The truth was, I knew it was going to be different now, if I should meet someone whom I might want to date. But I hoped that my strange eating disorder wouldn’t be seen as a handicap. Sure, it would be awkward to have to explain the whole blog premise to anyone who just asked me if I wanted to go grab a bite, and it was bound to cause a little hiccup in those precious few moments when a person first asks someone out. But men who were so uncreative as to not know what to do for a date besides go to a restaurant? I decided I had no need for them. Hey, maybe this could be something of a built-in filtering device, this no-restaurant thing.
I also felt like all of my previous relationships were founded on going to eat in restaurants. This didn’t exactly bring a tear of nostalgia to my eye. In high school, my first boyfriend and I would drive to twenty-four-hour diners throughout New Jersey, which, no matter the town, always had the same Deco exterior and harsh fluorescent lighting.
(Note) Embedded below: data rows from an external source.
PR #3615, opened 2024-02-01
[api] Add new /touch public api

nidhibhatg:

- Implement a dedicated /touch API method tailored for new storage browser.

## How was this patch tested?

- Manually

### DIFF
--- a/apps/filebrowser/src/filebrowser/api.py
+++ b/apps/filebrowser/src/filebrowser/api.py
@@ -104,12 +104,7 @@ def touch(request):
   name = request.POST.get('name')
 
   if name and (posixpath.sep in name):
-    raise Exception(_("Could not name file \"%s\": Slashes are not allowed in filenames." % name))
+    raise Exception(_("Error creating %s file. Slashes are not allowed in filename." % name))
   
-  request.fs.create(
-    request.fs.join(
-      (path.encode('utf-8') if not isinstance(path, str) else path),
-      (name.encode('utf-8') if not isinstance(name, str) else name)
-    )
-  )
+  request.fs.create(request.fs.join(path, name))
   return HttpResponse(status=200)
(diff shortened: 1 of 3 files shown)


apps/filebrowser/src/filebrowser/api.py
```diff
@@ -97,3 +97,19 @@ def mkdir(request):
...
   return HttpResponse(status=200)
 
+
+@error_handler
+def touch(request):
+  path = request.POST.get('path')
+  name = request.POST.get('name')
+
+  if name and (posixpath.sep in name):
+    raise Exception(_("Could not name file \"%s\": Slashes are not allowed in filenames." % name))
```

There we’d sit in a booth for hours, sipping coffee and plunking quarters into the jukebox. After he moved away for college, we began going to the big-box, chain restaurants like IHOP, which dotted the highways that then separated us. After a while, it became harder to tell whether we were going to any of these places for the irony or kitsch value as we had been at first.
In college I dated a vegetarian for a little while, and the idea of an exciting restaurant meal then was limited to a large foldout menu filled with fake-meat dishes at a Buddhist vegetarian restaurant in Chinatown. It wasn’t bad, but personally I’d rather have gone to the better Chinese restaurant down the street and ordered a spicy and savory tofu dish, maybe garnished with traces of meat for flavor, like ma po tofu.
With Ben, it felt like the first six months of our relationship was a series of checking out one cute, hip new restaurant in Brooklyn after another. This common type of dating wasn’t unenjoyable, of course, and it was definitely a good way of exploring the city. But after a while you might begin to wonder if there was any reason the two of you had decided to spend time together other than to try the next thing on the menu, or the next hot restaurant.
I was determined to find alternatives to the stale old ritual of going out to eat on dates. Dating while not eating out
in New York was just the challenge I needed to try my hand at next, to make the experiment more complete. Now, who else was up for the challenge?
Around this time in late February and early March, I also found out that Ben had moved on to another relationship. I discovered this by accident; while clicking around on MySpace one day at the office, I saw that the relationship status on Ben’s profile had gone from “single” to “in a relationship.”
My hands froze as I stared at the screen, and I felt a nasty surge of nausea rise in my throat. I knew at that moment whom it was with: that coworker of his, who had become so chummy in the last few weeks of our living together. The three of us had even hung out together several times. There was no doubt in my mind that she, who incidentally was ten years my senior, was the person he was now proudly in a relationship with.